Corpo do artigo
O Bojador do Orçamento do Estado para 2017 deve ter sido ultrapassado ontem quando, ainda o documento não estava aprovado, as perguntas feitas ao primeiro-ministro deixaram de ser sobre uma qualquer posição de um dos partidos da aliança de Esquerda, para serem sobre a negociação com a Europa.
Até aí, balançando entre os dois "mostrengos" internos, as negociações foram prosseguindo com algum dramatismo, que sem dúvida ajudará a dar peso ao exercício orçamental mas que tem pouco a ver com a realidade. Desde logo, porque "o Inferno" não está aí. Costa e Centeno têm conseguido escapar desse fogo que pode queimar as metas do défice, chamado recapitalização da Caixa Geral de Depósitos, e sobre a mesa de negociação nunca esteve nada que pudesse perturbar dramaticamente o frágil equilíbrio das nossas contas públicas.
Numa casa em que não há pão tem de imperar o pragmatismo. No atual quadro político, isso significa abrir portas a algumas reivindicações do BE ou do PCP, como por exemplo nas pensões, para voltar a fechar algumas janelas como a eliminação gradual da sobretaxa do IRS. Se é 10 euros para todos ou só para alguns, se é em janeiro ou em junho, faz parte deste jogo de que quem destapa de um lado está obrigado a tapar do outro.
É para o que dá. Mais do que um programa do Governo é no momento do Orçamento que se definem as políticas que determinarão o caminho do país. No de 2016, António Costa conseguiu dar um ar de que o tempo de austeridade era o pretérito, graças a uma série de reversões das políticas do anterior Executivo. Mas, com o de 2017, torna-se muito mais claro que a austeridade pode ter mudado de sentido, mas continua, mostrando que em Portugal o Orçamento não é um momento de ambição mas de contar os tostões.

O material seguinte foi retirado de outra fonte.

Issue #1319, opened 2026-08-20
yaml: explicit_tag only follows one alias hop, silently loses tag-driven type coercion on a 2+-hop chain


newhoggy:
## Summary

`YamlCursor::explicit_tag` (`src/yaml/light.rs`) resolves an alias's explicit tag (`!!str`, `!!int`, ...) via `target.and_then(|t| t.index.get_tag(t.bp_pos))` — the **immediate** target only, one hop. If the alias chain is 2+ hops deep before reaching the tagged node, the tag lookup silently misses and callers (`type`, arithmetic, anything routing through `to_owned_cursor`/`tagged_type_name` in `src/jq/eval_generic.rs`, per issue #747/#224) fall back to inferring the type from content instead of honoring the explicit tag.

## Repro (confirmed live against current `main`)

```yaml
k0: &a0 !!int "5"
k1: &a1 *a0
z: *a1
```

```console
$ succinctly yq '.k1 | type' file.yaml   # 1 hop
"number"
$ succinctly yq '.z | type' file.yaml    # 2 hops
"string"
$ succinctly yq '.z + 1' file.yaml       # 2 hops
1
```

`.k1` (one hop from the tagged node) correctly resolves `!!int "5"` to the number `5` (`type` → `"number"`). `.z` (two hops away) loses the tag entirely — `type` falls back to inferring from the quoted string content (`"string"`), and arithmetic (`.z + 1`) treats it as effectively absent/null-ish rather than the number 5 (`1`, not `6`).

Note the JSON *streaming* output path resolves correctly at any depth (`succinctly yq -o json '.z' file.yaml` → `5`) — this divergence is specific to `explicit_tag()`'s own callers, not YAML→JSON streaming in general.

## Why this is separate from #1193 and its other follow-ups

Not a stack-overflow/crash vector — `explicit_tag` doesn't call itself, it's bounded to exactly one hop (same shape as `as_str`/`key_string`'s #1315 gap and `merge_sources`'s #1318 gap). This is a pure correctness bug: a chained alias to an explicitly-tagged scalar silently loses the tag, causing wrong type inference and wrong arithmetic results.

## Suggested fix

[...]

PR #1798, opened 2026-08-29
perf(jq): use O(1) is_falsy() instead of materializing select()'s cond

### LINKED ISSUE #1645: perf(jq/yq): select(cond)'s truthy check pays a full to_owned_cursor deep-copy per output instead of an O(1) is_falsy()
**Severity: Low**

## Summary

Found by the multi-agent `/code-review` run on PR #1644 (#1613's fix). `eval_generic.rs`'s
`push_generic_truthiness` (line 1682) computes each `cond` output's truthiness via
`to_owned_cursor(&c).is_truthy()` in its `OneCursor`/`ManyCursor` arms — a full recursive
materialization of the value (arbitrarily deep for a nested object/array), just to answer a
question `DocumentCursor::is_falsy()` already answers in O(1) without materializing anything
(doc comment at `document.rs:332-338`: "Used for `--exit-status` flag handling without requiring
full materialization"; already used elsewhere in this same file, e.g. `stats.last_was_falsy`).

**This is pre-existing** — confirmed via `git show origin/main:src/jq/eval_generic.rs`, the
`to_owned_cursor`-based arms predate #1613 entirely and apply to *both* jq and yq modes,
anywhere a multi-output condition fans out over cursors (`select(.[])` on an array/object of
non-trivial nested values is the direct trigger). #1613 doesn't introduce this cost, but it does
make it more visible: `SELECT_EMITS_ONCE_IF_ANY_TRUTHY`'s yq-mode collapse
(`usize::from(bits.iter().any(...))`, `eval_generic.rs` ~5462) only reduces the already-fully-
materialized `bits: Vec<bool>` — by the time it runs, the expensive part (deep-copying every
`cond` output) has already happened regardless of whether the very first output was already
truthy and the rest of the count is moot.

`eval.rs`'s `push_truthiness`/`eval_fanout`/`resolve_cond_fork` are cheaper by comparison —
`json_is_truthy`/`OwnedValue::is_truthy` don't deep-copy — but #1613's new `select_emits`
gate (added in review, see the follow-up commit on #1644) still invokes `body(bit)`/
`dispatch(bit, out)` once per *remaining* bit in yq mode even after the collapse outcome is
already fixed, each call now provably a no-op. Minor by comparison (a branch, no allocation),
but the same shape.

## Why this can't just short-circuit `cond`'s evaluation entirely

Real yq's `select` does **not** stop evaluating `cond` after the first truthy output — confirmed
live against yq v4.53.3: `select((true, error("boom")))` still raises `boom`, meaning the second
comma branch is evaluated (and its side effect/error observed) even though the first branch
already settled "truthy: yes". So any fix here can only cheapen *how* each output's truthiness is
checked (is_falsy() instead of to_owned_cursor), not skip evaluating any of `cond`'s outputs —
`cond` must still run to completion for correctness (side effects, and any error/break it raises).

## Suggested fix direction

- Swap `push_generic_truthiness`'s `OneCursor`/`ManyCursor` arms to use
  `DocumentCursor::is_falsy()` instead of `to_owned_cursor(...).is_truthy()`, avoiding the
  materialization while still visiting every output (for side-effect/error correctness).
- Once that's cheap, reconsider whether `eval.rs`'s three `select_emits` call sites should also
  skip the now-redundant `body(bit)`/`dispatch(bit, out)` invocation for bits after the collapse
  outcome is fixed (upstream `cond` evaluation is unaffected either way, so this part is purely
  about not calling a closure that's already known to return `None`).
- Needs the project's A/B hardware-benchmark discipline (`docs/guides/benchmarking.md`) before
  landing, on both a workload where the fast path helps (`select(.[])` over a large array/object
  of deep values, first element truthy) and one where it can't (every output needs checking
  anyway) — per this repo's own recorded lesson that a precheck's cost has to be measured against
  the workload where the guarded code is already fastest, not just the one it's slowest on.

## Why this is separate from #1613

#1613 is a correctness fix (wrong output count); this is a performance-only gap, pre-existing
in the `to_owned_cursor` portion and only cosmetically new in the `select_emits`-loop portion.
Landing it needs hardware benchmarking per this repo's standing discipline, which doesn't belong
in a correctness-scoped, unattended-session PR.

## Root cause

- `src/jq/eval_generic.rs:1682` (`push_generic_truthiness`, `OneCursor`/`ManyCursor` arms) —
  pre-existing, applies to both modes.
- `src/jq/eval.rs:3633` (`select_emits`, added by #1613) — the three call sites
  (`builtin_select`, `resolve_node`'s `Select` arm, `eval_pipe_with_path_context_internal`'s
  `Select` arm) still invoke the per-bit closure once per remaining bit in yq's collapsed case.

newhoggy:
## Summary

Found by the multi-agent `/code-review` run on PR #1644 (#1613's fix). `eval_generic.rs`'s
`push_generic_truthiness` computed each `cond` output's truthiness via
`to_owned_cursor(&c).is_truthy()` in its `OneCursor`/`ManyCursor` arms -- a full recursive
materialization of the value, arbitrarily deep for a nested object/array, just to answer a
question `DocumentCursor::is_falsy()` already answers in O(1) without materializing anything
(already used elsewhere in this same file, e.g. `--exit-status`'s `stats.last_was_falsy`).

`cond` must still run to completion for every output (side effects, any error/break it raises)
-- real yq's own `select` does **not** short-circuit after the first truthy output either
(confirmed live against yq v4.53.3 in the issue: `select((true, error("boom")))` still raises
`boom`) -- so this only changes *how* each output's truthiness is checked, not how many
outputs `cond` produces or visits.

## Change

Swapped `push_generic_truthiness`'s `OneCursor`/`ManyCursor` arms from
`push_or_control!(to_owned_cursor(&c)).is_truthy()` to `!c.is_falsy()`.

## Benchmarks

Per this repo's own A/B discipline (`docs/guides/benchmarking.md`), on both reference machines
(Apple M4 Pro/NEON, AMD Ryzen 9 7950X/AVX-512), interleaved A/B, two independent 15-rep runs
each, output-identity-gated on all 22 (machine x workload x size) cells before trusting any
timing:

**Deep-nesting workload** (`select(.[])` over N objects, 7 levels deep, the case this targets):

| N | M4 Pro (before -> after) | 7950X (before -> after) |
|---|---|---|
| 1,000 | 24.59ms -> 14.05ms (**-42.9%**) | 27.02ms -> 15.55ms (**-42.5%**) |
| 10,000 | 244.48ms -> 127.55ms (**-47.8%**) | 279.88ms -> 156.22ms (**-44.2%**) |
| 100,000 | 2970.28ms -> 1551.80ms (**-47.8%**) | 3058.72ms -> 1696.28ms (**-44.5%**) |

Flat percentage across N (nesting depth is constant, only absolute time scales) -- the expected
signature of eliminating a fixed per-element materialization cost, not an algorithmic-complexity
change.

**Shallow-scalar workload** (the case the issue expected to be a wash -- every output already
"cheap" to materialize): turns out `to_owned_cursor`'s scalar path wasn't actually free either
(an `explicit_tag()`/`canonicalize_numbers()` check plus a string allocation or number-literal
parse, work `is_falsy()`'s pure type-tag check skips entirely). At N>=100,000: **20-27% faster
on ARM, 10-11% faster on x86_64** (architecture-dependent, not further explained here); at
N=1,000 the delta is 1-4%, indistinguishable from the measured noise floor (<=1.9% both
machines). **No regression in any of the 8 shallow cells, either architecture.**

Noise floor (control run, before-binary vs itself): 0.63% (M4 Pro), 1.91% (7950X).

## Test plan

- [x] A/B benchmarked as above -- real win on the target workload, no regression on the
      "can't help" workload, both architectures, output-identical on all 22 cells
- [x] Manually verified `select` semantics: basic truthy/falsy filtering, deep nested
      objects/arrays, yq-mode object fan-out, and that `cond`'s side effects/errors are still
      fully evaluated (`select((true, error("boom")))` still raises)
- [x] Full `cargo test --features cli,simd,regex,serde` -- 55/55 test binaries pass

## Not addressed here (filed as follow-up scope, per the issue's own split)

`eval.rs`'s `select_emits` (added by #1613) still invokes the per-bit closure once per
*remaining* bit in yq's collapsed-select case even after the collapse outcome is already fixed
-- a smaller, cosmetic version of the same shape (a branch, no allocation, no materialization),
left for a separate pass since it's orthogonal to this fix's actual measured win.

Fixes #1645

### DIFF
--- a/src/jq/document.rs
+++ b/src/jq/document.rs
@@ -974,10 +974,11 @@ pub fn colliding_display_key_error(key: &str) -> EvalError {
 /// `colliding_display_key_error` instead of allowing a silent overwrite.
 ///
 /// Shared by `eval_generic.rs`'s three `to_owned*_at_depth` conversions,
+/// its validate-only `push_generic_truthiness_cursor_error` (#1645),
 /// `lazy.rs`'s `cursor_to_owned_at_depth`, and `succinctly-cli`'s
 /// `yq_runner.rs` `--input-format json` bridge (`pub` for that reason,
 /// same as [`DisplayKeyGuard`] and [`key_display_string`] before it) -- one
-/// definition rather than a fifth hand-copied guard-and-raise sequence.
+/// definition rather than a sixth hand-copied guard-and-raise sequence.
 pub fn resolve_display_key<V: DocumentValue, T>(
     key: &V,
     map: &IndexMap<String, T>,
--- a/src/jq/eval_generic.rs
+++ b/src/jq/eval_generic.rs
@@ -1780,14 +1780,25 @@ fn push_generic_owned_values<V: DocumentValue>(
 /// This is [`to_owned_cursor_at_depth`]'s own traversal and validation
 /// (same object/array unconsing, same key-collision guard, same checks
 /// in the same order once a scalar is reached) -- but it builds no
-/// `OwnedValue` anywhere, only walking and checking, so `select`'s
-/// truthiness check keeps its #1645 performance win (no `String`/`Vec`
-/// value allocation) for the overwhelmingly common case where nothing is
-/// corrupted, while still raising on a value corrupted at *any* depth
-/// below `c`'s own top level -- not just when `c` itself is the bad
-/// scalar (an earlier version of this fix only checked `c.value()`
-/// directly, silently missing anything nested inside a well-formed
-/// container; caught by review, #1645).
+/// `OwnedValue` container or scalar payload anywhere, only walking and
+/// checking, raising on a value corrupted at *any* depth below `c`'s own
+/// top level -- not just when `c` itself is the bad scalar (an earlier
+/// version of this fix only checked `c.value()` directly, silently
+/// missing anything nested inside a well-formed container; caught by
+/// review, #1645).
+///
+/// For a scalar condition this keeps #1645's O(1) win in full: neither
+/// this walk nor `is_falsy()` afterward materializes anything. For a
+/// container condition, jq's own truthiness rule needs none of this --
+/// any object/array is unconditionally truthy regardless of contents --
+/// but this walk still visits the whole subtree anyway, because a
+/// corrupted value can be anywhere inside it and the #1247/#1194
+/// invariant this function exists to enforce is a property of the whole
+/// subtree, not of the truthiness question alone. That walk still
+/// allocates one `String` per object key (`resolve_display_key`'s own
+/// #1642 guard), so "no allocation" only ever describes the *value*
+/// side (no `OwnedValue`/`Vec` payload) -- not a claim that a
+/// container-shaped condition is free.
 fn push_generic_truthiness_cursor_error<C: DocumentCursor>(c: &C, depth: usize) -> Option<Control> {
     assert_nesting_depth(depth);
     let value = c.value();
--- a/src/jq/eval_generic.rs
+++ b/src/jq/eval_generic.rs
@@ -1768,6 +1768,30 @@ fn push_generic_owned_values<V: DocumentValue>(
     None
 }
 
+/// Whether `c`'s value cannot be honestly answered "truthy or falsy" at
+/// all -- a decode failure (a string token whose bytes don't decode) or a
+/// structural error (a token the semi-index accepted as a span but
+/// couldn't classify, #1194) -- and if so, the `Control::Error` a caller
+/// should raise instead of falling through to
+/// [`DocumentCursor::is_falsy`]'s own silent "not falsy" default for
+/// exactly these two cases. Mirrors [`to_owned_at_depth`]'s identical pair
+/// of checks (same order, same messages), which `is_falsy` bypasses since
+/// it never inspects either (#1645 review).
+fn push_generic_truthiness_cursor_error<C: DocumentCursor>(c: &C) -> Option<Control> {
+    let v = c.value();
+    if let Some(reason) = v.string_decode_error() {
+        return Some(Control::Error(EvalError::decode_failure(reason)));
+    }
+    if v.is_error() {
+        return Some(Control::Error(EvalError::new(
+            v.error_message()
+                .unwrap_or("malformed value in document")
+                .to_string(),
+        )));
+    }
+    None
+}
+
 /// Append one truthiness bit per output of a `GenericResult` stream to
 /// `out`. Mirrors [`super::eval::push_truthiness`] for the generic
 /// evaluator's cursor-aware result type — used to fan `select`'s condition
@@ -1781,8 +1805,17 @@ fn push_generic_truthiness<V: DocumentValue>(
         // `DocumentCursor::is_falsy` answers this in O(1) without
         // materializing the value at all -- an arbitrarily deep object/
         // array previously paid a full recursive `to_owned_cursor` copy
-        // just to learn it isn't `null`/`false` (#1645).
+        // just to learn it isn't `null`/`false` (#1645). `is_falsy` itself
+        // is deliberately silent on a value that fails to decode (its own
+        // doc comment: "conservative assumption", matching `--exit-status`'s
+        // pre-existing, best-effort use of it) -- `select`'s own filtering
+        // needs the real #1247/#1194 raise instead, so that check runs
+        // first, same as `to_owned_at_depth`'s own two checks in the same
+        // order, just without materializing on the ordinary-value path.
         GenericResult::OneCursor(c) => {
+            if let Some(control) = push_generic_truthiness_cursor_error(&c) {
+                return Some(control);
+            }
             out.push(!c.is_falsy());
         }
         GenericResult::Many(vs) => {
@@ -1792,6 +1825,9 @@ fn push_generic_truthiness<V: DocumentValue>(
         }
         GenericResult::ManyCursor(cs) => {
             for c in &cs {
+                if let Some(control) = push_generic_truthiness_cursor_error(c) {
+                    return Some(control);
+                }
                 out.push(!c.is_falsy());
             }
         }
--- a/src/jq/eval_generic.rs
+++ b/src/jq/eval_generic.rs
@@ -1768,28 +1768,73 @@ fn push_generic_owned_values<V: DocumentValue>(
     None
 }
 
-/// Whether `c`'s value cannot be honestly answered "truthy or falsy" at
-/// all -- a decode failure (a string token whose bytes don't decode) or a
-/// structural error (a token the semi-index accepted as a span but
-/// couldn't classify, #1194) -- and if so, the `Control::Error` a caller
-/// should raise instead of falling through to
+/// Whether `c`'s subtree, at any depth, contains a value that cannot be
+/// honestly answered "truthy or falsy" at all -- a decode failure (a
+/// string token whose bytes don't decode), a structural error (a token
+/// the semi-index accepted as a span but couldn't classify, #1194), or a
+/// #1642 colliding-decode-failure-key -- and if so, the `Control::Error`
+/// a caller should raise instead of falling through to
 /// [`DocumentCursor::is_falsy`]'s own silent "not falsy" default for
-/// exactly these two cases. Mirrors [`to_owned_at_depth`]'s identical pair
-/// of checks (same order, same messages), which `is_falsy` bypasses since
-/// it never inspects either (#1645 review).
-fn push_generic_truthiness_cursor_error<C: DocumentCursor>(c: &C) -> Option<Control> {
-    let v = c.value();
-    if let Some(reason) = v.string_decode_error() {
-        return Some(Control::Error(EvalError::decode_failure(reason)));
-    }
-    if v.is_error() {
-        return Some(Control::Error(EvalError::new(
-            v.error_message()
+/// exactly these cases.
+///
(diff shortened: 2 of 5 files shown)


newhoggy:
\`/code-review\` found a real, confirmed correctness regression in the first commit: swapping to \`DocumentCursor::is_falsy()\` for \`select\`'s truthiness check is silent on a value that fails to decode or is structurally malformed (\`is_falsy()\`'s own doc comment: "conservative assumption" -- it's designed for \`--exit-status\`'s existing best-effort use, not for \`select\`'s own filtering correctness), where the removed \`to_owned_cursor\` materializing path used to raise via \`string_decode_error()\`/\`is_error()\` -- exactly the #1247/#1194 class of bug this codebase treats as non-negotiable.

Confirmed live by the reviewer (and reproduced myself): \`printf '["\x"]' | succinctly jq '.[] | select(.)'\` went from raising \`invalid escape sequence in string\` (exit 5) to silently printing the value at exit 0.

Fixed in a follow-up commit: added \`push_generic_truthiness_cursor_error\`, checking the same two conditions \`to_owned_at_depth\` already checks (same order, same messages) before falling through to the O(1) \`is_falsy()\` path -- so a decode failure or #1194 structural error still raises, and only a genuinely representable value takes the fast, non-materializing path. Added two CLI-level regression tests pinning both cases (decode failure and structural error).

The added checks are the same cheap enum-discriminant reads \`to_owned_at_depth\` already performs as its own first two checks -- no allocation, no recursion -- so the original benchmark's conclusions hold in kind; I spot-checked locally (stable ~0.09-0.10s for the 10K deep-nesting workload, consistent with the original remote numbers) rather than re-running the full remote A/B suite for a one-line addition to an already-cheap path.

newhoggy:
Round 3, in response to the last review pass finding two independently-confirmed gaps in round 2's single-level check:

1. **Nested decode-failure/structural-error still slipped through.** `push_generic_truthiness_cursor_error` only checked the condition cursor's own top-level value — a decode failure or #1194 structural error one level (or more) inside a container (e.g. `select(.bad) | .keep` where `.bad` is `["\x"]`) still silently passed `is_falsy()`'s "not falsy" default. Rewrote it as a full recursive walk mirroring `to_owned_cursor_at_depth`'s own traversal (same object/array unconsing, same #1642 key-collision guard, same checks once a scalar is reached) — but it builds no `OwnedValue`, so the O(1) win for the ordinary case is unaffected; it only allocates on the path that's about to raise anyway. Verified live against both a nested decode failure and a nested structural error, plus the original flat cases and the `select(.)`-over-whole-document shape a reviewing subagent flagged.

2. **YAML `is_falsy()` had no `Alias` arm.** Newly load-bearing once `select` started calling it directly: an alias resolving to `false`/`null` was reported truthy regardless of target. Fixed by resolving via the existing `resolve_alias_target_cursor` and recursing, matching `string_decode_error`'s own precedent in the same file. Verified against a direct alias, a 2-hop chain, and confirmed all four cases match `main`'s pre-#1645 output exactly.

Also strengthened the two existing regression tests to assert the exact exit code (`5`, matching this file's #1194 convention) and exact message text rather than just "nonzero/nonempty", and added nested-in-container cases for both failure kinds plus a yq alias-falsiness test.

Verification this round: full `cargo test --features cli,regex` (55/55 green), both CI clippy legs (`--all-features` and the `broadword-yaml` blind-spot leg), `cargo fmt --check`, `cargo build --no-default-features` (no_std), `cargo doc --all-features`, all after rebasing onto current `main`.

Note on a deliberately out-of-scope finding: a reviewing subagent also flagged that `GenericResult::stream_json`'s raw-byte-echo path doesn't decode-validate output independent of `select` — confirmed this is pre-existing `main` behavior (`succinctly jq '.foo'` on an untouched sibling field with a bad escape already echoes it verbatim on unmodified `main`), unrelated to this diff's blast radius. Not fixing here; flagging in case it's worth its own issue.

Requesting another `/code-review` pass on this round.

newhoggy:
Round 4, addressing the six-angle review of round 3:

**Fixed:**
- `is_error()`/`error_message()` on `YamlValue` were the only typed accessors that didn't resolve through an `Alias` chain (every sibling does). Added matching `Alias` arms. Latent in practice (neither `YamlValue::Error` construction site is reachable behind a real alias), but now consistent with every sibling accessor in the same impl block.
- `is_falsy()`'s new `Alias` arm used `is_some_and` (dangling target → not falsy); `is_null()`'s established convention is `map_or(true, ...)` (dangling target → null-like → falsy). Aligned to match — also unreachable in practice (`YamlIndex::build` refuses unresolvable aliases, #372), but now consistent.
- Tightened the "no allocation" doc-comment claim: it only ever covered the *value* side. A container-shaped condition still allocates one `String` per key (the shared #1642 guard) and still walks the whole subtree — not because jq's truthiness rule needs it (a container is unconditionally truthy regardless of contents), but because the #1247/#1194 invariant this function enforces is a property of the whole subtree, independent of what jq's own O(1) container-truthiness shortcut would answer.
- Updated `resolve_display_key`'s doc comment to count this as a sixth call site.
- Added `test_select_and_materialize_agree_on_corruption_1645`, checking `select(.bad) | .keep`'s new walk and `-Sc .bad`'s pre-existing materializing walk raise on the same input across six malformed shapes. This is the guard CLAUDE.md's own "duplicated predicates diverge silently" rule (#106) asks for — pinning that the two independent implementations agree, not just that each is individually correct.

**Filed as follow-ups, deliberately not fixed here:**
- #1319 (pre-existing) — added a comment with a new confirmed symptom: `explicit_tag()`'s one-hop alias limit now visibly disagrees with `select()` on a 2+-hop tagged alias (`select()` is more correct post-#1645; `==`/`type`/materialization still aren't). Root cause predates and is broader than this PR.
- #1803 — the traversal-with-validation walk is now hand-copied across 5 call sites in the crate; a shared generic core is the right fix but a separate refactor, not a bug fix.
- #1804 — `as_object`/`as_array`'s unmemoized alias-chain resolution can amplify a deeply-aliased document exponentially; confirmed pre-existing (inherited from `to_owned_cursor_at_depth`, not introduced here).

Re-verified this round: full `cargo test --features cli,regex` (55/55 green), both CI clippy legs, `cargo fmt --check`, `cargo build --no-default-features`, `cargo doc --all-features`, and the alias-falsiness live sanity sweep from round 3 (all four cases still correct).

Requesting one more `/code-review` pass focused on the round-4 diff.

newhoggy:
Round 5, addressing the third review pass (7-angle fan-out, 4 findings converged from 3+ independent angles):

**Fixed:**
- `is_error()`'s dangling-alias-target default aligned to `true` (matching `is_null()`/`is_falsy()`'s convention for the same unreachable-per-#372 case) instead of `false`.
- `resolve_alias_target_cursor`'s doc comment updated for the 6th call site.
- `push_generic_truthiness_cursor_error`'s doc comment now names precisely which check it skips relative to `to_owned_cursor_at_depth` (tag/number-literal resolution) and why that's safe, instead of a blanket "same checks" claim.
- Added `test_select_raises_on_yaml_decode_failure_nested_in_container_1645` — every #1645 regression test was JSON-only; nothing pinned that `select()`'s corruption-detection walk actually works through the yq evaluator too (only alias-falsiness was covered on that side).
- Added a missing "structural error nested in object" case to the JSON cross-check table (had array but not object for that failure kind).

**Settled a live question from this round:** one reviewer measured `select(.data) | .keep` over a 2M-element array as ~2x slower on current HEAD than on this branch's *first* commit (`405dbcfe2`, the O(1)-only optimization with no validation at all — never shippable, since it silently swallowed corruption). That's true but the wrong baseline. Interleaved release-build A/B against genuine pre-#1645 `main` (output verified byte-identical): current branch ~1.2-1.4s vs. main's ~1.5-1.6s — still faster, not slower. The container-condition case nets a real, if smaller, win over what's actually shipped today; it only looks like a regression against a commit that was never correct enough to ship.

**Filed as follow-ups:**
- #1803 — the traversal-with-validation walk is now hand-copied across 5+ call sites (architectural refactor).
- #1804 — unmemoized YAML alias-chain resolution can amplify a deeply-aliased document exponentially (confirmed inherited unchanged from pre-#1645 `to_owned_cursor`, not introduced here).
- #1805 — `--exit-status` has the same decode-failure/structural-error silent-swallow gap `select()` used to have, across 5 call sites in `eval_generic.rs`'s streaming path and `yq_runner.rs`'s identity fast path. Confirmed live against real `yq` (which raises) and against this PR's own `select()`/materialization paths (which now raise). A distinct fix with its own testing surface — not a natural extension of this diff.
- Commented on the pre-existing #1319 (`explicit_tag`'s one-hop alias limit) with a new confirmed symptom: this diff's more-correct full-chain `is_falsy()` now visibly disagrees with `==`/`type`/materialization on a 2+-hop tagged alias, where before all of them agreed (all wrong).

Re-verified: full `cargo test --features cli,regex` (55/55 green), both CI clippy legs, `cargo fmt --check`, `cargo build --no-default-features`, `cargo doc --all-features`, all 7 of this issue's regression tests individually, and the alias-falsiness/perf sanity sweeps from prior rounds.

Given four review rounds have now converged on the same small set of items (each subsequent round reconfirming prior findings rather than surfacing new correctness bugs), I believe this is ready to merge. The remaining known-real gaps (#1319, #1803, #1804, #1805) are each independently scoped, filed, and cross-referenced rather than silently dropped.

Talvez seja o suficiente para manter equilibrada a nossa imagem perante os credores e os parceiros europeus, à espera de que uma União à beira do Brexit ou com um sistema financeiro fragilizado não nos sujeite a alguma tempestade perfeita que uma casca de noz terá muita dificuldade em ultrapassar incólume. Não parece é que seja muito mais do que mais do mesmo: o espelho de um país incapaz de traduzir o seu esforço em crescimento económico significativo e que adia a resolução de problemas, entre eles o maior, o do fantasma da dívida. Ela é o registo acumulado das promessas falhadas de um país viável.